Sanofi and Regeneron eye Libtayo challenge to Keytruda in first-line lung cancer
Sanofi and Regeneron’s latecomer checkpoint inhibitor Libtayo has largely been protected from heavyweight competition in its first niche markets, but now looks set to for a toe-to-toe contest with Merck & Co’s class leader Keytruda in the big non-small cell lung cancer (NSCLC) category.
Keytruda (pembrolizumab) dominates first-line NSCLC treatment, where it is approved both as a monotherapy and in combination with chemotherapy, but a lengthening list of rivals has been nipping at its heels.

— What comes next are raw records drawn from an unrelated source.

PR #64, opened 2024-10-04
feat: use OffTargetDetector and ExecutableRunner as ContextManagers

clintval:
Since `OffTargetDetector` and `ExecutableRunner` are context managers, it makes sense to type them as such by having them inherit from the abstract manager base class.

This PR also fixes an issue where if tests fail, IO resources are not cleaned up since context managers were not being used.

### DIFF
--- a/tests/api/test_picking.py
+++ b/tests/api/test_picking.py
@@ -573,31 +573,29 @@ def _pick_top_primer_pairs(
     max_primer_pair_hits: int,
     min_difference: int = 1,
 ) -> list[PrimerPair]:
-    offtarget_detector = OffTargetDetector(
-        ref=picking_ref,
-        max_primer_hits=max_primer_hits,
-        max_primer_pair_hits=max_primer_pair_hits,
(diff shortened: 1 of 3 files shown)


tests/api/test_picking.py
```diff
@@ -573,31 +573,29 @@ def _pick_top_primer_pairs(
...
+        picked: list[PrimerPair] = pick_top_primer_pairs(
+            primer_pairs=primer_pairs,
+            num_primers=len(primer_pairs),
+            min_difference=min_difference,
+            params=params,
+            offtarget_detector=offtarget_detector,
+            is_dimer_tm_ok=lambda s1, s2: (
+                dimer_checker.duplex_tm(s1=s1, s2=s2) <= params.max_dimer_tm
+            ),
+        )
```
clintval, line 597: This test helper is executed many times.

Previously, if any of these tests failed, 100s of file handles would be left open on the OS without close.

tfenne (approved):
Thanks for doing this!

Now, Libtayo (cemiplimab) is also in the mix. Sanofi and Regeneron have just halted a 466-patient phase 3 trial of the drug in combination with chemo rarely, saying they saw a significant improvement in overall survival versus chemo alone in previously-untreated patients.
Libtayo plus chemotherapy increased median overall survival from 13 to 22 months in the Empower-Lung 3 study, leading to a 29% reduction in the risk of death. Crucially for the two drugmakers, the trial involved all-comer patients – regardless of whether their tumours were low or high expressors of the PD-L1 biomarker.
Earlier this year Sanofi and Regeneron secured approval as a monotherapy in first-line NSCLC, but only in patients with PD-L1 expression of 50% or greater.
Moreover, most previously-untreated NSCLC patients treated with Keytruda do so in combination with chemo, so the new data – if added to Libtayo’s label – could allow the drug to directly challenge the class leader.
Sanofi and Regeneron say they now plan to filed for approvals in the US and Europe based on the trial results.
With all the usual caveats of comparing different studies, the KEYNOTE-407 study of Keytruda plus chemo in first-line squamous NSCLC also found that the chances of dying were reduced by around a third, suggesting the two drugs are in the same ballpark for that form, but achieved a 51% reduction in non-squamous NSCLC in KEYNOTE-189.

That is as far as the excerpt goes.